Though retinal researchers have been working with induced pluripotent stem cells (iPSC) for little more than five years, I still find it amazing what they’re doing with them. Scientists are able to take small samples of skin or blood cells from a patient, genetically turn back the clock on those cells, so that they revert back to a stem-cell state, and then coax them forward to become retinal cells. From there, the resulting cells might be used as a transplantation therapy, as a platform for testing potential treatments in a dish and as a resource for learning why retinal diseases cause vision loss and how to prevent it.
I am particularly excited about Foundation-funded iPSC research at the University of Iowa recently published in the journal eLife. A team led by Ed Stone, M.D., Ph.D., and Budd Tucker, Ph.D., has gained valuable insights into retinitis pigmentosa (RP) caused by defects in the gene USH2A, which, depending on how it’s mutated, can cause vision loss from RP or combined vision and hearing loss from Usher syndrome type 2A.
The Iowa researchers created retinal tissue from the skin of a 62-year-old patient with vision loss from USH2A-associated RP. The knowledge they’re gaining from studying these cells — which, in essence, are human models of disease — is guiding the research community toward developing effective therapies for saving and restoring vision.
In its experiment, the Iowa team developed an eyecup from the skin cells of the USH2A patient. You can think of an eyecup as being like a retina during the early-development stage. Creating the eyecup was in itself a remarkable achievement, given the many types of cells that make up the retina and their complex organization. The ability to do this validates that viable retinal cells can be derived from iPSC.
Next, the investigators observed the activity of the USH2A gene, which is defective in these partially developed cells. By studying the effects of the mutations on retinal cells, they are determining which therapeutic strategies — such as corrective gene therapy or cell replacement — might have the best chance of working.
But perhaps the most noteworthy part of the investigation was the transplantation of the eyecup into mice with a retinal degeneration. After transplantation, the eyecups’ photoreceptor precursors integrated into the mice retinas and further developed into what the researchers call “recognizable” photoreceptors.
This is good news on two fronts. First, it indicates that USH2A defects don’t have a significant effect on photoreceptor development, which occurs before birth in humans. This is consistent with the fact that many USH2A patients maintain relatively useful vision into young adulthood. Second, it shows that cells from an older adult are viable for producing and transplanting iPSC-derived retinal cells.
Because photoreceptors affected by USH2A mutations degenerate slowly, we might be able to replace them in adult patients without using gene therapy to correct the defect. The newly transplanted photoreceptors — derived from the patient’s skin or blood — would have the USH2A defect, but would likely provide useful vision for a few decades.

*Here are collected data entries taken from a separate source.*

PR #10437, opened 2026-09-11
all: smoother markdown rendering (fixes #10436)

### LINKED ISSUE #10436: sanitize rendered markdown centrally
Planet renders stored Markdown through `PlanetMarkdownComponent`, which delegates to Covalent's `TdMarkdownComponent`. Covalent converts Markdown with Showdown and sanitizes the resulting markup using `SecurityContext.STYLE` before assigning it through `innerHTML`.

Image[/+][-]

Consequently, unsafe Markdown can produce executable HTML. Confirmed payloads include:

That doesn’t mean that gene therapy should not also be pursued. Genetically corrected transplanted retinal cells would be the optimal solution. However, because the USH2A gene is relatively large, it has thus far been difficult to design a gene therapy that can deliver the large USH2A cargo to affected retinal cells. But Foundation-funded researchers such as Luk Vandenberghe, Ph.D., of Massachusetts Eye and Ear Infirmary, are working on the gene therapy cargo challenge, as well. So, down the road, we may have multiple options for USH2A treatments — with and without gene therapy.
While this particular project is basic research — it isn’t preparing a specific therapy for a human study — it provides critical information for developing future treatments. It gives us clear targets for what our best therapeutic strategies might be. That’s why the Foundation funds a balance of both clinical and basic scientific studies. Both are essential for getting vision-saving cures out to the people who need them.
By the way, the first-ever clinical trial for an iPSC-derived, retinal-disease treatment (for wet age-related macular degeneration) just moved into a clinical trial in Japan.
Pictured, above: Dr. Budd Tucker isolates induced pluripotent stem cells from a patient with a retinal disease.